Kronik obstrüktif akciğer hastalığı(KOAH)

KOAH’ın uzun seyirli ve ilerleyici bir akciğer hastalığı olduğunu anlatan Uzm. Dr. Mustafa Doğan şöyle devam etti: “Dünya Sağlık Örgütü KOAH’ın 2030’da tüm dünyadaki ölüm nedenleri arasında üçüncü sırada olacağını öngörmektedir. Tütün kullanımı, çeşitli gaz ve tozlara maruz kalmak gibi nedenlerle KOAH risk grubunda olan kişilerin düzenli olarak solunum fonksiyon testi yaptırmaları öneriliyor. Uzun süreli öksürük, balgam ve nefes darlığı gibi şikâyetleri olan kişiler de KOAH açısından muayene edilmelidir.

Osteoporoz

“Osteoporozda erken tanıyla kemik erimesini önlemek veya geciktirmek mümkün olabiliyor. 15-20 dakika gibi kısa bir sürede yapılan kemik yoğunluk ölçümüyle teşhis edilebiliyor. Özellikle kortizon kullanan, şüpheli omurga kırığı ya da kalsiyum metabolizmasını etkileyen hastalığı bulunan kişilerin yanı sıra menopoz dönemini geçirmiş tüm kadınların da bu testi yaptırması önem taşıyor.”

Meme kanseri

“Meme kanseri kadınlarda en sık rastlanan kanser türüdür.
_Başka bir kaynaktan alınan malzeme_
PR #503, opened 2020-06-26
Disable the Openshift log message for discovery

mangelajo:
When this is ran on non-openshift that log message appears on console,
when it's actually irrelevant. All discovery mechanism are tried
one after another until we find one that works.

```
[majopela@bluehat submariner-operator]$ bin/subctl show networks
I0626 11:06:21.463397    3263 openshift4.go:47] Attempted network discovery for OpenShift4, no clusternetworks CRD
    Discovered network details:
        Network plugin:  weave-net
        Service CIDRs:   [100.93.0.0/16]
        Cluster CIDRs:   [10.243.0.0/16]
```

### DIFF
--- a/pkg/discovery/network/openshift4.go
+++ b/pkg/discovery/network/openshift4.go
@@ -24,6 +24,8 @@ import (
 	"k8s.io/apimachinery/pkg/runtime/schema"
 	"k8s.io/client-go/dynamic"
 	"k8s.io/klog"
+
+	"github.com/submariner-io/submariner-operator/pkg/log"
 )
 
 var (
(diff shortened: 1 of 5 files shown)


pkg/discovery/network/openshift4.go
```diff
@@ -43,8 +42,8 @@ func discoverOpenShift4Network(dynClient dynamic.Interface) (*ClusterNetwork, er
 	crClient := dynClient.Resource(openshift4clusterNetworkGVR)
 
 	cr, err := crClient.Get("default", metav1.GetOptions{})
+
 	if err != nil {
-		klog.Info("Attempted network discovery for OpenShift4, no clusternetworks CRD")
```
tpantelis, line 47: Perhaps we should at least log this to debug (including `err`) rather than silence it completely.

maayanf24: In any case, it should be symmetric to all of the discovery mechanism

mangelajo: Good comments.

tpantelis: Actually we just need to check for `IsNotFound` error. This is addressed as part of https://github.com/submariner-io/submariner-operator/pull/581 which should obviate the need for any changes in this PR.

mangelajo:
This would be better handled by: https://github.com/submariner-io/submariner-operator/pull/581

PR #579, opened 2020-07-13
Enable unparam unused param linting, fix errors

dfarrell07:
Builds on https://github.com/submariner-io/submariner-operator/pull/581

### DIFF
--- a/.golangci.yml
+++ b/.golangci.yml
@@ -47,7 +47,7 @@ linters:
     #- testpackage
     - typecheck
     - unconvert
-    #- unparam
+    - unparam
     - unused
     - varcheck
     - whitespace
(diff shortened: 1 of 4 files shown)


pkg/discovery/network/network.go
```diff
@@ -95,24 +95,24 @@ func Discover(dynClient dynamic.Interface, clientSet kubernetes.Interface, submC
...
 	}
 
 	canalClusterNet, err := discoverCanalFlannelNetwork(clientSet)
 	if err == nil && canalClusterNet != nil {
-		return canalClusterNet, nil
+		return canalClusterNet
 	}
 
-	return nil, nil
+	return nil
```
tpantelis, line 115: Given that the code always returned a nil error, it seems reasonable to remove the return value. OTOH, if an error occurred that prevented the discovery of a technology, eg a k8s API server failure, then I think it should return the error and the caller should bail. So a non-nil error means no determination could be made, otherwise a nil `ClusterNetwork` means it definitively wasn't found. But I think that's outside the scope of this PR - let's just fix the linting errors as simply as we can for now.

tpantelis: I pushed https://github.com/submariner-io/submariner-operator/pull/581 to refactor the error handling which will also fix the linting error.

dfarrell07: Awesome, thanks @tpantelis! I was nervous we'd end up losing this great feedback about the better solution. I'll enable the linter on top of that better-fix.

PR #581, opened 2020-07-13
Refactor/improve network discovery error handling

tpantelis:
In `networkPluginsDiscovery`, if an error occurs that prevents the discovery of a technology, eg a k8s API server failure, then it should return the error. Therefore a non-nil error means no determination could be made and callers should bail, otherwise a nil `ClusterNetwork` means it definitively wasn't found.

Also ensured the OpenShift4, weave, and canal network disovery methods follow the same pattern, specifically return `nil, nil` if the target resource isn't found.

This also addresses the issue in https://github.com/submariner-io/submariner-operator/pull/503 and the linting errors in https://github.com/submariner-io/submariner-operator/pull/579


mangelajo:
Wait wait, let's not merge this yet, there are corner cases that won't work

pkg/discovery/network/openshift4.go
```diff
@@ -43,8 +44,10 @@ func discoverOpenShift4Network(dynClient dynamic.Interface) (*ClusterNetwork, er
 
 	cr, err := crClient.Get("default", metav1.GetOptions{})
 	if err != nil {
-		klog.Info("Attempted network discovery for OpenShift4, no clusternetworks CRD")
-		return nil, nil
+		if apierrors.IsNotFound(err) {
```
mangelajo, line 47: I think that missing CRD could be another type of error we may need to check.

pkg/discovery/network/pods.go
```diff
@@ -55,7 +56,7 @@ func findPod(clientSet kubernetes.Interface, labelSelector string) (*v1.Pod, err
 	})
 
 	if err != nil || len(pods.Items) == 0 {
-		return nil, err
+		return nil, errors.WithMessagef(err, "error listing Pods by label selector %q", labelSelector)
```
mangelajo, line 59: if len(pod.Items)==0  we should not return error, in the previous code "err" could still be nil in this case.

mangelajo:
This handles https://github.com/submariner-io/submariner-operator/pull/503 in a better way, please close that other PR when we merge this one.

pkg/discovery/network/openshift4.go
tpantelis: Good point - I'll check on that.

pkg/discovery/network/pods.go
tpantelis: Sorry not sure I follow. I didn't change the logic. If `len(pod.Items)==0 ` then `err` is nil.

pkg/discovery/network/openshift4.go
tpantelis: I verified that it still returns `IsNotFound` error if the resource type doesn't exit. That's also evident b/c all the e2e tests succeeded :smile:

pkg/discovery/network/network.go
```diff
@@ -62,53 +62,57 @@ func (cn *ClusterNetwork) IsComplete() bool {
...
+
+	// If nothing specific was discovered, use the generic discovery
+	return discoverGenericNetwork(clientSet)
 }
 
 func networkPluginsDiscovery(dynClient dynamic.Interface, clientSet kubernetes.Interface) (*ClusterNetwork, error) {
 	osClusterNet, err := discoverOpenShift4Network(dynClient)
-	if err == nil && osClusterNet != nil {
-		return osClusterNet, nil
+	if err != nil || osClusterNet != nil {
```
skitt, line 104: This changes the behaviour significantly: if checking for OCP4 causes an error, we’ll give up instead of checking the remaining networks.

pkg/discovery/network/pods.go
skitt: @mangelajo if `err` is `nil`, `errors.WithMessagef()` returns `nil` too, so the behaviour doesn’t change here (but the code can be confusing).

pkg/discovery/network/network.go
skitt: ... and that’s the whole point of this PR. Move along, nothing to see here!

pkg/discovery/network/pods.go
mangelajo: ahh ok I didn't know that bit @skitt explains thanks.

Issue #601, opened 2020-07-28
subctl should check the K8s version


skitt:
We’ll need 1.16 (for `iptables` changes being worked on) or even 1.17 (for endpoint slices), `subctl` should check that.

PR #602, opened 2020-07-28
Check the K8s version on the cluster

skitt:
For endpoint slices we need 1.17, enforce that before deploying.

Fixes: #601

### DIFF
--- a/pkg/subctl/cmd/join.go
+++ b/pkg/subctl/cmd/join.go
@@ -18,12 +18,14 @@ package cmd
 
 import (
 	"encoding/base64"
-	"errors"
 	"fmt"
+	"os"
 	"regexp"
+	"strconv"
 	"strings"
 
 	"github.com/AlecAivazis/survey/v2"
+	"github.com/pkg/errors"
 	"github.com/spf13/cobra"
 	v1 "k8s.io/api/core/v1"
 	"k8s.io/client-go/kubernetes"
@@ -94,6 +96,8 @@ func addJoinFlags(cmd *cobra.Command) {
 
 const (
 	SubmarinerNamespace = "submariner-operator" // We currently expect everything in submariner-operator
+	minK8sMajor         = 1                     // We need K8s 1.17 for endpoint slices
+	minK8sMinor         = 17
 )
 
 var joinCmd = &cobra.Command{
@@ -176,6 +180,18 @@ func joinSubmarinerCluster(config clientcmd.ClientConfig, subctlData *datafile.S
 	clientConfig, err := config.ClientConfig()
 	exitOnError("Error connecting to the target cluster", err)
 
+	failedRequirements, err := checkRequirements(clientConfig)
+	// We display failed requirements even if an error occurred
+	if len(failedRequirements) > 0 {
+		fmt.Println("The target cluster fails to meet Submariner's requirements:")
+		for i := range failedRequirements {
+			fmt.Printf("* %s\n", (failedRequirements)[i])
+		}
+		exitOnError("Unable to check all requirements", err)
+		os.Exit(1)
+	}
+	exitOnError("Unable to check requirements", err)
+
 	if !noLabel {
 		err := handleNodeLabels(clientConfig)
 		exitOnError("Unable to set the gateway node up", err)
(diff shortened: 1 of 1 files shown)


pkg/subctl/cmd/join.go
```diff
@@ -166,12 +169,14 @@ func joinSubmarinerCluster(config *rest.Config, subctlData *datafile.SubctlData)
 		}
 	}
 
+	err := checkRequirements(config)
+	exitOnError("The cluster doesn't meet our requirements", err)
```
tpantelis, line 173: Minor thing but the message here is redundant with the unsupported version message  and wouldn't apply to the other API failure messages. I suggest using `exitWithErrorMsg` and maybe clarifying the API failure messages.

pkg/subctl/cmd/join.go
```diff
@@ -221,6 +226,29 @@ func joinSubmarinerCluster(config *rest.Config, subctlData *datafile.SubctlData)
 	exitOnError("Error deploying Submariner", err)
 }
 
+func checkRequirements(config *rest.Config) error {
+	clientset, err := kubernetes.NewForConfig(config)
+	if err != nil {
+		return err
```
tpantelis, line 232:
```suggestion
		return errors.WithMessage(err, "Error creating API server client")
```

pkg/subctl/cmd/join.go
```diff
@@ -221,6 +226,29 @@ func joinSubmarinerCluster(config *rest.Config, subctlData *datafile.SubctlData)
...
+	}
+	serverVersion, err := clientset.Discovery().ServerVersion()
+	if err != nil {
+		return err
```
tpantelis, line 236:
```suggestion
		return errors.WithMessage(err, "Error obtaining API server version")
```

pkg/subctl/cmd/join.go
```diff
@@ -221,6 +226,29 @@ func joinSubmarinerCluster(config *rest.Config, subctlData *datafile.SubctlData)
...
+	}
+	major, err := strconv.Atoi(serverVersion.Major)
+	if err != nil {
+		return err
```
tpantelis, line 240:
```suggestion
		return errors.WithMessage(err, "Error converting API server major version")
```

pkg/subctl/cmd/join.go
```diff
@@ -221,6 +226,29 @@ func joinSubmarinerCluster(config *rest.Config, subctlData *datafile.SubctlData)
...
+	}
+	minor, err := strconv.Atoi(serverVersion.Minor)
+	if err != nil {
+		return err
```
tpantelis, line 244:
```suggestion
		return errors.WithMessage(err, "Error converting API server minor version")
```

pkg/subctl/cmd/join.go
skitt: Done, thanks!

pkg/subctl/cmd/join.go
```diff
@@ -221,6 +226,30 @@ func joinSubmarinerCluster(config *rest.Config, subctlData *datafile.SubctlData)
...
+	if err != nil {
+		return errors.WithMessagef(err, "error parsing API server major version %v", serverVersion.Major)
+	}
+	minor, err := strconv.Atoi(serverVersion.Minor)
+	if err != nil {
+		return errors.WithMessagef(err, "error parsing API server minor version %v", serverVersion.Minor)
+	}
+	if major < minK8sMajor || (major == minK8sMajor && minor < minK8sMinor) {
+		exitWithErrorMsg(fmt.Sprintf("Submariner requires Kubernetes %d.%d; your cluster is running %s.%s",
+			minK8sMajor, minK8sMinor, serverVersion.Major, serverVersion.Minor))
```
tpantelis, line 248: Not trying to nitpick but I think we should be consistent with the other code paths (ie L232, L236 etc) and either return the error here or `exitWithErrorMsg` in the other code paths and don't return error. The latter is simpler.

skitt: Right, I misunderstood your initial comment about `exitWithErrorMsg` ;-).

skitt: I think the mistake here is trying to use errors for both technical errors and requirement errors. The requirements check should return something else, and use errors for only technical errors.

tpantelis: yeah that makes sense - use regular output for requirement errors.

pkg/subctl/cmd/join.go
```diff
@@ -221,6 +234,32 @@ func joinSubmarinerCluster(config *rest.Config, subctlData *datafile.SubctlData)
...
+	minor, err := strconv.Atoi(serverVersion.Minor)
+	if err != nil {
+		return &failedRequirements, errors.WithMessagef(err, "error parsing API server minor version %v", serverVersion.Minor)
+	}
+	if major < minK8sMajor || (major == minK8sMajor && minor < minK8sMinor) {
+		failedRequirements = append(failedRequirements,
+			fmt.Sprintf("Submariner requires Kubernetes %d.%d; your cluster is running %s.%s",
+				minK8sMajor, minK8sMinor, serverVersion.Major, serverVersion.Minor))
+	}
+	return &failedRequirements, nil
```
tpantelis, line 260: Why not return `[]string` for failed requirements and nil for success, ie

     
```
        clientset, err := kubernetes.NewForConfig(config)
	if err != nil {
		return nil, errors.WithMessage(err, "error creating API server client")
	}
	 ...
        var failedRequirements []string
	if major < minK8sMajor || (major == minK8sMajor && minor < minK8sMinor) {
		failedRequirements = append(failedRequirements,
			fmt.Sprintf("Submariner requires Kubernetes %d.%d; your cluster is running %s.%s",
				minK8sMajor, minK8sMinor, serverVersion.Major, serverVersion.Minor))
	}
	return failedRequirements, nil
```

skitt: I wanted to start a pattern where, if additional requirements are added in the future, if an error occurs we can still show the missing requirements we’ve identified so far (which sounds weird from a Java background...).

tpantelis: Sorry I'm not sure I follow, ie I'm not seeing the reason for returning `*[]string` instead of `[]string`.  Either way it's not a big deal.

tpantelis:
I somehow hit the Close button by mistake. It doesn't ask for confirmation.

PR #608, opened 2020-07-30
If OCP4 network discovery fails, log the error

skitt:
Currently if OCP4 network discovery fails, the details of the error
aren’t logged, which complicates debugging related issues on OCP4.

This patch ensures the error is logged and returns the error (which
doesn’t change the caller’s behaviour).


skitt:
#581 does this better.

PR #612, opened 2020-08-02
Bump lighthouse

mkolesnik:
To unbreak the e2e tests since the test code has changed.


mkolesnik:
Not sure if this is the desired way to go with it, but LH had changes in the way it tests E2E (and probably deploys due to the whole service export introduction) which aren't in v0.5.0 tag

Issue #539, opened 2020-07-06
Generate a cluster id if one is not provided


manosnoam:
Currently we expect users to modify their kubeconfig context, before running subctl join with their chosen clusterId, otherwise the default openshift cluster context will stay "admin" on all clusters' kubeconfigs.

@mangelajo, @skitt
Can you set clusterId with a constant identifier of current cluster context, with some API call (instead of generating a random UUID that beeing hard to trace later) ?

This is related to:
https://github.com/submariner-io/submariner-operator/pull/8

manosnoam:
@skitt thanks for adding a fix.
I will close this issue after verifying the fix.

skitt:
Re-opening, Noam needs to verify this.

manosnoam:
This is working great now on latest devel. 
No need to specify `--clusterid` for the join command:
'oc describe Submariner' shows for example: `Cluster ID:                 default-cl1`

skitt:
This was implemented in 0.6.0, please don’t change the milestone. I’m not sure what to do about the project though ;-).

PR #616, opened 2020-08-04
Use the cluster name as cluster id by default

skitt:
If the user doesn't specify a cluster id on the command line, use the
cluster name from the kubeconfig by default. In both cases, the name
is checked for validity and the user is involved if necessary.

The kubeconfig cluster name is guaranteed to be unique (otherwise we
wouldn't be able to connect).

Fixes: #539


pkg/subctl/cmd/root.go
```diff
@@ -100,6 +101,14 @@ func getClients(config *rest.Config) (dynamic.Interface, kubernetes.Interface, e
 	return dynClient, clientSet, nil
 }
 
+func getClusterName(rawConfig clientcmdapi.Config) *string {
+	context, ok := rawConfig.Contexts[rawConfig.CurrentContext]
```
mangelajo, line 105: I wonder if we may check with the broker that we are not repeating the cluster ID (separate PR).

mangelajo: I was thinking... let's add this to the operator... but ... it's not possible. We don't have access to the context name at that time.

Issue #604, opened 2020-07-29
Missing info in subctl export service help section


sridhargaddam:
Currently, when `"subctl export service -h"` command is executed, it's not showing the mandatory serviceName as one of the parameters. This needs to be fixed.

PR #619, opened 2020-08-05
Add serviceName to subctl export service help

maayanf24:
Fix issue #604

### DIFF
--- a/pkg/subctl/cmd/export.go
+++ b/pkg/subctl/cmd/export.go
@@ -35,7 +35,7 @@ var (
 		Long:  "This command exports a resource so it is accessible to other clusters",
 	}
 	exportServiceCmd = &cobra.Command{
-		Use:   "service",
+		Use:   "service <serviceName>",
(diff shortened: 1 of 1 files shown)


pkg/subctl/cmd/export.go
```diff
@@ -35,7 +35,7 @@ var (
 		Long:  "This command exports a resource so it is accessible to other clusters",
 	}
 	exportServiceCmd = &cobra.Command{
-		Use:   "service",
+		Use:   "service <serviceName>",
 		Short: "Exports a Service to other clusters",
 		Long:  "This command creates a ServiceExport resource with a given name which causes the Service of the same name to be accessible to other clusters",
```
skitt, line 40:
```suggestion
		Long:  "This command creates a ServiceExport resource with the given name which causes the Service of the same name to be accessible to other clusters",
```

Now that we specify the name, we can refer to it.

tpantelis:
Need to add `Signed-Off-By` to the commits (and might as well rebase).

Meme kanseri olan kişilerin yüzde 42,5’u 15-49 yaşları arasında yer alıyor yani genç-erişkin grup. Bu grupta erken teşhis çok önemlidir. Kadınların düzenli olarak kendi kendine meme muayenesi yapmaları ve herhangi bir farklılık gözlemlediklerinde doktora gitmelerini gerekiyor. Erken dönemde teşhis ve tarama amaçlı olarak 30 ile 40 yaş arasındaki kadınların üç yılda bir kez, 40 yaştan itibaren ise her yıl mamografi çektirilmeleri öneriliyor.”

Prostat ve kolon kanseri

Prostat kanserinin en sık görülen ikinci kanser türü olduğu bilgisini veren Doğan, açıklamasını şöyle tamamladı: “50 yaşından sonra yılda bir ürolojik muayene ve PSA tahlili ile erken saptanabiliyor. Kolon kanseri erken teşhisinde önceden tarif edilen risk gruplarına girmeyen insanlara, 40 yaşından başlayarak, her yıl parmakla rektal muayene ve gaitada gizli kan testi önerilir. 50 yaş ve sonrasında her 5 yılda bir fleksibl sigmoidoskopi önerilmektedir. Kolonoskopi her 10 yılda bir uygulanabilen alternatiflerdir.”